La déception du retour
"Notre exode prit fin pour notre famille le 15 octobre 1940". Retour tant désiré, mais quelle déception amère en trouvant une maison abîmée, pillée..." Une fois de plus nous manquions de tout, dans notre propre maison. Il n'y avait plus de vaisselle, ni lingerie, ni d'habits. Une fois encore tout recommençait à zéro". Il fallait nettoyer le jardin entourant la maison; "Les orties avaient eu le temps de pousser jusque dans la chambre à coucher". Les enfants s'occupaient de chercher des pommes et tout autre fruit et légume pour assurer la subsistance. Les parents s'afféraient à mettre un peu d'ordre dans la maison, "ce qui se résumait à préparer une paillasse sur laquelle tous aient une place".

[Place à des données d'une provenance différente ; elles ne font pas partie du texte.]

PR #826, opened 2025-04-25
Fix typedef binding with CJS `exports=`

sandersn:
With this PR, top-level typedefs in file with commonjs exports (`module.exports=x` or `exports=x`) are no longer added as exports of the file. They're added as exports of whatever is `export=`. I'm not sure that I declared the local and export='d symbols in the right way, so I'd appreciate expert opinions there.

The big change compared to Strada is that **only** top-level typedefs are exported. But it never made sense for these two scoped type aliases to be exported, let alone *both*:

```js
function one() {
  /** @typedef {string} T */
  /** @type {T} */
  var s = 's'
}
function two() {
  /** @typedef {number} T */
  /** @type {T} */
  var n = 1
}
/* @type {T} */
var error = "I AM ERROR"
```

It's especially weird that a scoped alias would be inaccessible at the top-level, but then accessible in a different file.


internal/binder/binder.go
```diff
@@ -686,8 +710,14 @@ func (b *Binder) bind(node *ast.Node) bool {
 		b.bindBlockScopedDeclaration(node, ast.SymbolFlagsInterface, ast.SymbolFlagsInterfaceExcludes)
 	case ast.KindCallExpression:
 		b.bindCallExpression(node)
-	case ast.KindTypeAliasDeclaration, ast.KindJSTypeAliasDeclaration:
+	case ast.KindTypeAliasDeclaration:
 		b.bindBlockScopedDeclaration(node, ast.SymbolFlagsTypeAlias, ast.SymbolFlagsTypeAliasExcludes)
+	case ast.KindJSTypeAliasDeclaration:
+		if b.file.AsNode() == b.container {
```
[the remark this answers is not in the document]
sandersn: So weird, this is *exactly* the function you hallucinated when I first tried to write this code! (I still don't think it's a good idea.)

internal/binder/binder.go
```diff
@@ -124,9 +125,32 @@ func bindSourceFile(file *ast.SourceFile, options *core.SourceFileAffectingCompi
...
+	if b.delayedTypeAliases == nil {
+		return
+	}
+	if b.file.Symbol != nil {
+		if exportEq := b.file.Symbol.Exports[ast.InternalSymbolNameExportEquals]; exportEq != nil && b.file.CommonJSModuleIndicator != nil {
+			for _, node := range b.delayedTypeAliases {
+				b.declareSymbol(ast.GetSymbolTable(&exportEq.Exports), exportEq /*parent*/, node, ast.SymbolFlagsTypeAlias, ast.SymbolFlagsTypeAliasExcludes)
+				b.declareSymbol(ast.GetLocals(b.file.AsNode()), b.file.Symbol, node, ast.SymbolFlagsTypeAlias, ast.SymbolFlagsTypeAliasExcludes)
+			}
+			return
```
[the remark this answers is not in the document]
sandersn: Pretty sure that `putBinder` does this with `*b = Binder{bindFunc: b.bindFunc}` but paging @jakebailey to confirm.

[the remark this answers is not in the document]
jakebailey: Yes, it's zero'd out. We should go and remove any explicit clearing we have leftover on the parser, scanner, binder, etc, since they are now pooled and zero'd.

jakebailey (approved):

internal/binder/binder.go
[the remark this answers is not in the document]
sandersn: Good, because I wrote and then deleted quite a bit of clearing code for this PR before I convinced myself it wasn't necessary. So copilot isn't completely incompetent here.

internal/binder/binder.go
```diff
@@ -124,9 +125,32 @@ func bindSourceFile(file *ast.SourceFile, options *core.SourceFileAffectingCompi
...
 
+// top-level typedef binding is delayed because it changes based on whether `module.exports = x` is bound
+func (b *Binder) delayedBindJSDocTypedefTag() {
+	if b.delayedTypeAliases == nil {
+		return
+	}
+	if b.file.Symbol != nil {
+		if exportEq := b.file.Symbol.Exports[ast.InternalSymbolNameExportEquals]; exportEq != nil && b.file.CommonJSModuleIndicator != nil {
+			for _, node := range b.delayedTypeAliases {
+				b.declareSymbol(ast.GetSymbolTable(&exportEq.Exports), exportEq /*parent*/, node, ast.SymbolFlagsTypeAlias, ast.SymbolFlagsTypeAliasExcludes)
```
weswigham: This works for one level of indirection to a local namespace-y thing, but what about an aliased namespacey thing? Eg
```js
const mod = require("./mod.js")
/**
* @typedef {string} T
*/
module.exports = mod
```
or, abusing a ts construct to do it locally,
```ts
namespace ns {
  export namespace inner {}
}
import mod = ns.inner
/**
* @typedef {string} T
*/
module.exports = mod
```
`mod`'s symbol will be an alias, and this will just patch the typedefs onto the alias symbol, and not the alias symbol's ultimate target, which, dollars to donuts, means it's going to effectively go missing without extra lookup logic in the checker, similar to what we used to have. 🥹

sandersn: Even simpler, this also reproduces the problem.

```js
function f() { }
/** @typedef {string} T */
module.exports = f
```

internal/checker/checker.go
```diff
@@ -14545,9 +14545,24 @@ func (c *Checker) resolveEntityName(name *ast.Node, meaning ast.SymbolFlags, ign
 }
 
 func (c *Checker) resolveQualifiedName(name *ast.Node, left *ast.Node, right *ast.Node, meaning ast.SymbolFlags, ignoreErrors bool, dontResolveAlias bool, location *ast.Node) *ast.Symbol {
-	namespace := c.resolveEntityName(left, ast.SymbolFlagsNamespace, ignoreErrors, false /*dontResolveAlias*/, location)
+	namespace := c.resolveEntityName(left, ast.SymbolFlagsNamespace, true /*ignoreErrors*/, false /*dontResolveAlias*/, location)
 	if namespace == nil || ast.NodeIsMissing(right) {
-		return nil
+		var immediate *ast.Symbol
+		alias := c.resolveEntityName(left, ast.SymbolFlagsAlias, true /*ignoreErrors*/, true /*dontResolveAlias*/, location)
```
weswigham: Hm. So if the resolution of the LHS of a qualified name fails, we try to look it up with only one level of aliasing? This seems... weird? While this might work in some scenarios, if `getExportsOfSymbol` doesn't return the merged in aliases, declaration emit is going to struggle to figure out how to name these typedefs, as traversing the exports is how symbols are named. Basically, we'd like to interpret

```
/**
* @typedef {number} Foo
*/
module.exports = name
```
as
```ts
export * from name // even though this isn't a thing in ESM (yet)
export type Foo = number
```

I think if we want to handle this in a non-jank way, we need to bind a `module.exports = name` in a file with typedefs not as an alias but instead as a (new?) namespacey symbol kind that has logic in `getExportsOfSymbol` to merge together the typedef set and the resolved, late-bound alias's set. (Once again, a callback to the `.cjsSymbolMerged` logic we used to have)

I'm also honestly a lil unsure what a syntactically driven declaration emit for this is.

weswigham: Maybe we just add support for parsing/checking `export * from name` in declaration files and actually do that transform on reparse? In theory it'll be added to esm alongside the module declarations proposal, probably.

sandersn: I tried this in 1cffb6e, but it results in just as many hacks, in the same places, as the previous commit. That's because `export *` isn't callable, so I need the same kind of stop-in-the-middle hack to return the symbol of a function initialiser, plus an additional hack to look for and add call signatures when resolving members of the `export *`.

So I reverted it. Can you come up with a way to improve the current hack? I think one-level resolution is fine even if not; commonjs usage is ossified and I think the support can be accordingly restrictive.

weswigham: > So I reverted it. Can you come up with a way to improve the current hack? 

Honestly? https://github.com/microsoft/typescript-go/commit/1cffb6ec0ec1329f6eac0012b65dc7f1b7b48b56 but go a little bit farther - with slightly more accompanying checker complexity - rather than tossing it into the `export*` symbol table member and fishing it out, make a new special symbol table member for cjs export assignments that does the whole "copy the whole target and add the other exports on, too" rigamarole on export table lookup, complete with custom conflict resolution logic. Unfortunately, it definitely doesn't behave like any other AST construct we have at present because it's an `export=` and a `export*` symbol all rolled into one (or perhaps a mutable `export=`).

I think a lot of why the strada implementation feels jank isn't because of the weird expression binding, but rather is because of our refusal to handle it like it's its own thing and instead patching its' behaviors on top of the existing ones. I'd rather handle it explicitly as its' own thing through the whole process and lower my worries that we're either shoehorning it into something it's not quite equivalent to and breaking a bunch of legacy code (which is all this is here for! "new jsdoc code" is almost an oxymoron) or patching exceptions on in an ad-hoc way like we did in strada.

weswigham: Or the other option is to loosen how we handle `export=` internally to behave like the cjs `module.exports=` in strada - then it could be equivalent to that, I guess. There's honestly very little reason to disallow
```ts
export = class Foo {}
export const a = 1
```
in cjs-targeting typescript other than historic strictness and taste (since it transpiles to the same declarations we're checking on the input side here).

jakebailey:
Old PR, but is this still needed?

sandersn:
Yes, it's still a problem when a typedef is in a file with `module.exports=`. I should look at this again, because the declaration emit and reparser are finished now.

sandersn:
What does a failure in the generate shtage mean? There's now an unexpected diff, but I don't know what causes diffs to appear.

jakebailey:
```
 internal/fourslash/_scripts/failingTests.txt                     | 1 -
 internal/fourslash/tests/gen/javascriptModulesTypeImport_test.go | 2 +-
```

means you fixed one failing test, and should run `npm run updatefailing` and commit that result

internal/checker/checker.go
```diff
@@ -15247,10 +15254,10 @@ func (c *Checker) resolveEntityName(name *ast.Node, meaning ast.SymbolFlags, ign
 		symbol = c.getMergedSymbol(c.resolveName(resolveLocation, name.AsIdentifier().Text, meaning, message, true /*isUse*/, false /*excludeGlobals*/))
 	case ast.KindQualifiedName:
 		qualified := name.AsQualifiedName()
-		symbol = c.resolveQualifiedName(name, qualified.Left, qualified.Right, meaning, ignoreErrors, dontResolveAlias, location)
+		symbol = c.resolveQualifiedName(name, qualified.Left, qualified.Right, meaning, ignoreErrors, location)
```
sandersn, line 15360: this is a driveby fix--dontResolveAlias wasn't used even before this PR

internal/checker/checker.go
```diff
@@ -15624,12 +15640,26 @@ func (c *Checker) getExportsOfModuleWorker(moduleSymbol *ast.Symbol) (exports as
...
 	moduleSymbol = c.resolveExternalModuleSymbol(moduleSymbol, false /*dontResolveAlias*/)
 	exports = visit(moduleSymbol, nil, false)
 	if exports == nil {
 		exports = make(ast.SymbolTable)
 	}
+	// A CommonJS module defined by an 'export=' might also export JSTypeAliasDeclarations with
+	if originalModule != nil && len(originalModule.Exports) > 1 {
+		for _, symbol := range originalModule.Exports {
+			if symbol.Flags&ast.SymbolFlagsType != 0 && symbol.Name != ast.InternalSymbolNameExportEquals {
+				exports[symbol.Name] = symbol
```
ahejlsberg, line 15753: Since we're not merging symbols here, shouldn't we only promote the `JSTypeAliasDeclaration` symbols when they have unique names?

ahejlsberg: Here, it would overwrite an existing symbol with that name.

sandersn: I think this is only possible in Typescript, because nothing in JS creates namespaces. You could get a conflict with `/** @typedef {1} x */ module.exports.x = 1` but this only works with `module.exports=`.

However, we may allow this in TS for 7.1 or later, so it's a good idea to add a check.

internal/checker/checker.go
jakebailey: In Strada I see `dontResolveAlias` being given both true and false all over the place. Are you sure we should remove it?

ahejlsberg (approved):

internal/checker/checker.go
sandersn: Yes. As best I can tell, it's a translation artifact--resolveQualifiedName is a function extracted from resolveEntityName -- it reads way better in Go and probably would in TS too -- but its code never actually refers to dontResolveAlias, even in Strada. It's only checked once in resolveEntityName, actually, right at the end, when deciding whether to resolveAlias on the symbol we just resolved.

Peu à peu une organisation se remit en place. Les militaires amenaient en camions la nourriture pour tous ceux qui avaient rejoint leur terre. Peu à peu aussi les activités de la terre ont repris " non pas chacun pour soi, mais en tant que salariés. Cette situation de salarié dura environ trois ans". Le temps de s'installer et d'acquérir le matériel nécessaire pour exploiter ses terres d'une façon indépendante. "Mais dès notre rentrée à l'automne 1940 nous avons pu récolter les raisins et faire notre vin. Le pressoir était resté intact".
Toutefois, la plupart des réfugiés restèrent dans le Limousin jusqu'en 1945. "Je me souviens très bien de leur retour" poursuit la grand-mère, la mémoire perdue dans des souvenirs vieux de 50 ans."Ils n'étaient pas très heureux de voir leurs compatriotes déjà réinstallés dans leurs maisons et leurs terres, alors qu'avec eux devraient reprendre à zéro. D'autant plus qu'on leur avait dressé un tableau tellement noir de la vie au pays qu'ils ne s'attendaient guère à retrouver une terre habitée, cultivée...". Cinq ans après, ils durent donc eux aussi se refaire un chez soi.